Here’s a quick example of a GELF message:

{
  "version": "1.0",
  "host": "www1",
  "short_message": "Short message",
  "full_message": "Backtrace herennmore stuff",
  "timestamp": 1291899928,
  "level": 1,
  "facility": "payment-backend",
  "file": "/var/www/somefile.rb",
  "line": 356,
  "_user_id": 42,
  "_something_else": "foo"
}

A GELF message is just a GZIP’d or ZLIB’d JSON string. Check the GELF Spec for a list of required fields.

Searching and analyzing: Graylog Web Interface

Graylog also ships with a rather slick web interface for searching and viewing Graylog messages. Filters can be applied and saved into logical “streams”, allowing you to look at a slice of your data.

graylog

Graylog can even alert you when certain thresholds are exceeded for a given stream, as in this example email alert:

From: graylog2@example.org
To: lennart@socketfeed.com
Subject: [graylog2] Stream alarm! (Stream: Finance)
# Stream >Finance< has 23 new messages in the last 15 minutes. Limit: 15
# Description: Just a dummy stream with a not-so-random name but random data.

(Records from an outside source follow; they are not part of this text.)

PR #2016, opened 2022-12-10
Fix nix shell by generating hashes with pip-compile

hodlwave:
I noticed that my local dev environment using `nix-shell` was broken because the nix shell is still using python 3.8 whereas there is an ongoing migration of specter-desktop to python 3.10. Specifically, I ran into a requirement-hashes-not-found error because the `backports.zoneinfo` dependency is required for python < 3.10 ([source](https://github.com/cryptoadvance/specter-desktop/blob/2f27befb39c27da9867ae97029a09c03054f4dd3/requirements.in#L27)), but it's no longer included in [requirements.txt](https://github.com/cryptoadvance/specter-desktop/blob/master/requirements.txt). The long-term solution is to upgrade nix-shell to rely on python 3.10, but the short-term fix is to simply generate requirements.txt as part of the nix-shell shellHook.

### DIFF
--- a/utils/shell.nix
+++ b/utils/shell.nix
@@ -7,10 +7,12 @@ stdenv.mkDerivation {
     python38Full
     python38Packages.virtualenv
     python38Packages.pip
+    python38Packages.pip-tools
     libusb1
   ];
   shellHook = ''
     cd ..
+    pip-compile --generate-hashes requirements.in > requirements.txt
     pip3 install virtualenv
     virtualenv --python=python3 .env
     source .env/bin/activate


relativisticelectron:
In https://github.com/cryptoadvance/specter-desktop/commit/8b867d697a161cc09b376b87b91ad822800a310a#diff-4d7c51b1efe9043e44439a949dfd92e5827321b34082903477fd04876edb7552  the  `backports.zoneinfo` was removed. AFAIK it is required to run specter on python 3.8.   `backports.zoneinfo`  has to be put back into the `requirements.txt`

k9ert (approved):

k9ert:
Yes, we're on a stretch there. We need to progress and go with the flow. @relativisticelectron did a very good job with support for 3.10. Sure, we also would like to also support older versions but only to a certain extent. I don't think it's currently worth the time making efforts to systematically support 3.8 but that does not mean that we can support it by workarounds like this or wherever we can and the effort is not too high.

Thanks for the PR.

PR #2017, opened 2022-12-14
Chore: Preparation for Notification System

k9ert:
This is a prep-PR for #1766. In order to make that digestable, this PR extracted all changes on `src/cryptoadvance/specter` into this PR. So we can deal with that here and merge it earlier. So then afterwards we can focus on the rest (which doesn't need that rigorous review as it'll be an extension in Alpha.


k9ert:
No necessary.

PR #1991, opened 2022-11-30
Specter Desktop User Interface Improvement

otkstdio:
Hey all 👋,

I'm opening up a work in progress pull request here as I work toward a refined user interface for the Specter Desktop product. This PR will focus on both the onboarding experience and creating a concise design language across the product interface.

Beyond the UI improvements we're introducing an improved styling model using [Tailwind CSS](https://tailwindcss.com). I'll likely be adding some documentation to create some design standards among FOSS contributors so Specter's user interface can scale in a FOSS manner while maintaining a consistent design language. Tailwind will make this effort a lot easier as it proposes a design system across it's utility classes and also simplifies the location in which we manage styles (entirely with inline utility classes). This will improve on the current styling landscape in Specter's codebase where styles are currently spread across a root `styles.css` file, inline HTML `<style>` tags and inline `style=""` styling.

I'll attach some images that include the new designs and you can keep track of committed code to this branch below. 

About Specter

Receive

Select Device

OTK

### Task list
- [ ] Optimise screen (after device added)
grafik

- [x] Test Connection in Node Connection View
- [ ] Device connections
- [x] Wallet refreshing issue
- [ ] Titles on add device screen
- [ ] Spectrum Screens
- [x] Plugins screen
- [ ] Improve file uploads to show the file selected
- [ ] Wrong icon for wallets
- [ ] Electrum Device (http://127.0.0.1:25441/devices/new_device_keys/electrum/)
- [ ] Change “Multiple Signature” to “Multiple Signatures"
- [ ] Switch toast error when adding duplicate network node to a form error not a toast error.

PR #2037, opened 2023-01-05
autodetect from bitcoin.conf file with network set

Kexkey:
Hi Specter team!

When using a `bitcoin.conf` file with remote Bitcoin node configurations, Specter wouldn't auto-detect the right connection configs when not mainnet and more than only mainnet configs.  For some reason, it was ignoring the network when set in the config file.  For example, if bitcoin.conf file was:

```
regtest=1
rpcconnect=bitcoin
main.rpcport=8332
test.rpcport=18332
regtest.rpcport=18443
rpcuser=bitcoin
rpcpassword=CHANGEME
```

Specter kept using port 8332, which is the default port in its config.  It was reading the configurations for all networks in the config file even when a network was specified, like in the example above.  Also, when rotating between the different network configs trying to connect to the node, it was exiting on the first failure instead of continue trying with the other network configs.

Maybe I misunderstood the rationale behind ignoring the network config and keeping trying for every network config found in the config file, sorry if that's the case.  Ignoring the network config makes it impossible to run several nodes on the same machine on different ports and use the auto-detect feature.  For example, if I run mainnet, testnet and regtest nodes on the same `bitcoin` host, current algorithm would only connect to the first one responding.  I couldn't switch node by simply replacing `regtest=1` by `testnet=1` in the bitcoin.conf file, for instance.

This PR only changes rpc.py.  What it does:

- catches `BrokenCoreConnectionException` in `autodetect_rpc_confs` on connection failure so that it continues trying to connect when there are several networks in the confs;
- uses the network config in bitcoin.conf (`regtest=1` for example) to set the network and uses the network-specific config instead of trying everything found in the config file;
- takes the network-specific configs over the default ones (https://github.com/bitcoin/bitcoin/blob/master/doc/bitcoin-conf.md#network-specific-options);
- tries to connect with credentials from bitcoin.conf file first, and if it fails uses the cookie file if found (https://github.com/bitcoin/bitcoin/blob/master/doc/init.md#configuration).

Let me know if I'm confused :) or if you see improvements or a better way to do this.  I tried to minimize the changes for this PR.

### DIFF
--- a/README.md
+++ b/README.md
@@ -4,7 +4,7 @@
 
 - [Specter Desktop](#specter-desktop)
   - [DISCLAIMER](#disclaimer)
-  - [Video Walkthrough](#video-walkthrough)
+  - [Documentation and Video Walkthrough](#documentation-and-video-walkthrough)
   - [Why?](#why)
   - [Help wanted: Do you like Specter?](#help-wanted-do-you-like-specter)
   - [How to run](#how-to-run)
@@ -27,7 +27,6 @@
     The Crypto Anarchist Manifesto - Timothy C. May - Sun, 22 Nov 92 12:11:24 PST
 
 [![Build Status](https://api.cirrus-ci.com/github/cryptoadvance/specter-desktop.svg)](https://cirrus-ci.com/github/cryptoadvance/specter-desktop)
-[![Support the project](https://img.shields.io/badge/btcpay-support%20project-orange.svg)](https://donate.specter.solutions/apps/3k77BAT6zshCGNd3i7gw9WKwXQy1/pos)
 
 ## DISCLAIMER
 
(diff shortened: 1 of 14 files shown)


moneymanolis:
@Kexkey what do you mean with "bitcoin.conf file with remote Bitcoin node configurations"? Specter can only read the bitcoin.conf if this file is on the same machine as Specter is running on. 

In any case, have a look at this PR in the big UI revamp: https://github.com/cryptoadvance/specter-desktop/pull/1991/commits/1db98cf18cbc1ebdf8d777ce1ae6ffa918457343

k9ert:
I've added a test and sounds reasonable to me. @moneymanolis can we merge as the change does imho not interfere with https://github.com/cryptoadvance/specter-desktop/commit/1db98cf18cbc1ebdf8d777ce1ae6ffa918457343 ?!

Kexkey:
Oh sorry I should have added tests, thanks @k9ert for that.

@moneymanolis what I meant was "...when using a local bitcoin.conf file to auto-setup Specter to use a remote bitcoin node..."

I checked the commit you linked above but I'm not familiar enough with the code to tell you if the revamp fixes what this PR does.

Thanks for taking care of this PR!  I updated Specter to v1.14.2 for the next release of Cyphernode.  If this PR goes through to the next Specter release in time, it will be part of the final release.

You guys are doing great work!  Thank you!

k9ert:
Really happy to hear that specter is doing well in cyphernode. 
I'm confident to do a release hopefully tomorrow. Pretty sure we'll get this in here as well.
As you have an electrum on your stack, you might want to experiment with the new electrum connection which we implemented via the "spectrum-extension". It does work well for me and it's much more convenient: No more rescanning hassle. Much faster performance. Importing dozens of devices/wallets in minutes.
We created some hints here: https://github.com/cryptoadvance/specter-desktop/releases/tag/v1.14.1
Yes, it's alpha formally but i think in practice it's more beta than alpha. With the UI revamp, it'll be production ready.

k9ert (approved):

PR #2048, opened 2023-01-11
Chore: Refactor device_types and disable change to hotwallet for Spectrum_Node

k9ert:
This PR got started with preventing that the type of a device is changed to a hotwallet, if spectrum is the current node. There was already a method called `is_device_supported` in the node_implementation which checks whether a node support a device (or device class) but in this case we don't have a reference in [src/cryptoadvance/specter/server_endpoints/devices.py](https://github.com/cryptoadvance/specter-desktop/pull/2048/files/8e997d2943e35218d91e7782d66bb81296aba902#diff-d5d5418c260cd6e3f4dbcfa8272ff39754e54b3ac3b649fee180885dd05a2194) we don't have a reference to either of the two but to the string which is defined in `src/cryptoadvance/specter/devices/device_types.py`.

So we need a way to get a Device class via that string and that has been implemented via a `@classmethod` in `device.py`. However, that annoying `device_types.py` simply makes things more complex. Why isn't that string not defined in the Device class itself? So this PR refactors that as well.


src/cryptoadvance/specter/server_endpoints/devices.py
```diff
@@ -490,7 +495,12 @@ def device(device_alias):
                 )
         elif action == "settype":
             device_type = request.form["device_type"]
-            device.set_type(device_type)
+            if app.specter.node_manager.active_node.is_device_supported(
+                Device.get_device_class_by_device_type_string(device_type)
+            ):
+                device.set_type(device_type)
+            else:
+                flash(f"Type of Device {device_type} is not supported by that node.")
```
k9ert, line 503: This is the central piece of this PR. Just mentioning here.

src/cryptoadvance/specter/device.py
```diff
@@ -59,6 +61,13 @@ def blueprint(cls):
             return f"{module_array[2]}_endpoint.static"
         return "static"
 
+    @classmethod
+    def get_device_class_by_device_type_string(cls, device_type: str):
```
k9ert, line 65: Return type hint?!

src/cryptoadvance/specter/util/reflection.py
```diff
@@ -222,25 +223,33 @@ def get_subclasses_for_clazz(clazz, package_dirs: List[str] = None):
...
+def get_subclasses(cls):
+    """Naive implementation of searching for subclasses. This will only return classes which has been
+    imported. If you also want to find classes which are not imported, you need to provide package-directories
+    or well known places as for specific classes as implemented in get_subclasses_for_clazz
+    Returns all subclasses of a specific call including sususub...classes
+    """
+    subclasses = []
+    logger.fatal(f"Searching {cls}")
+    for subclass in cls.__subclasses__():
+        logger.fatal(subclass)
```
k9ert, line 251: fatal ?!

src/cryptoadvance/specterext/spectrum/templates/spectrum/settings.jinja
```diff
@@ -48,8 +48,13 @@
...
             </div>
             <div class="row" style="margin-top: 25px">
-                <button type="submit" class="btn">{{ _("Save") }}</button>
+                <button type="submit" class="btn" name="action" value="save">{{ _("Save") }}</button>
             </div>
+            {% if node_is_running %}
+                <div class="row" style="margin-top: 25px">
+                    <button type="submit" class="btn danger centered" name="action" value="delete">{{ _("Delete Node") }}</button>
+                </div>
+            {% endif %}
```
k9ert, line 57: What's that for a change?!

moneymanolis:
Changed the flash message to an error and the text a bit, but mainly disabled setting Bitcoin Core (or Elements Core) as new type in the UI with a Spectrum connection:

https://user-images.githubusercontent.com/70536101/214140671-74f8be31-6ed0-4a46-a485-119d199978ca.mov

moneymanolis (approved):

PR #2055, opened 2023-01-13
testing bridge_rpc errorhandling

k9ert:
https://github.com/cryptoadvance/spectrum/issues/24 is complaining that the error-handling is not good enough. I think in the meantime it is good enough and this test proves it.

From: graylog2@example.org
To: lennart@socketfeed.com
Subject: [graylog2] Subscription (Stream: Finance)
# Stream >Finance< has 24 new messages since 2011-01-08 20:31:13 +0100
2011-01-08 21:12:38 +0100 from >localhost.localdomain<
  sundaysister kernel: [92837.097110] CPU0: Core temperature/speed normal
2011-01-08 21:12:38 +0100 from >localhost.localdomain<
  sundaysister kernel: [92837.096461] CPU0: Core temperature above threshold, cpu clock throttled (total events = 1485916)

Bonus: Capture exceptions with Rack

For Ruby web applications, there is a bonus Rack application that allows you to send all application exceptions to Graylog in the spirit of Hoptoad.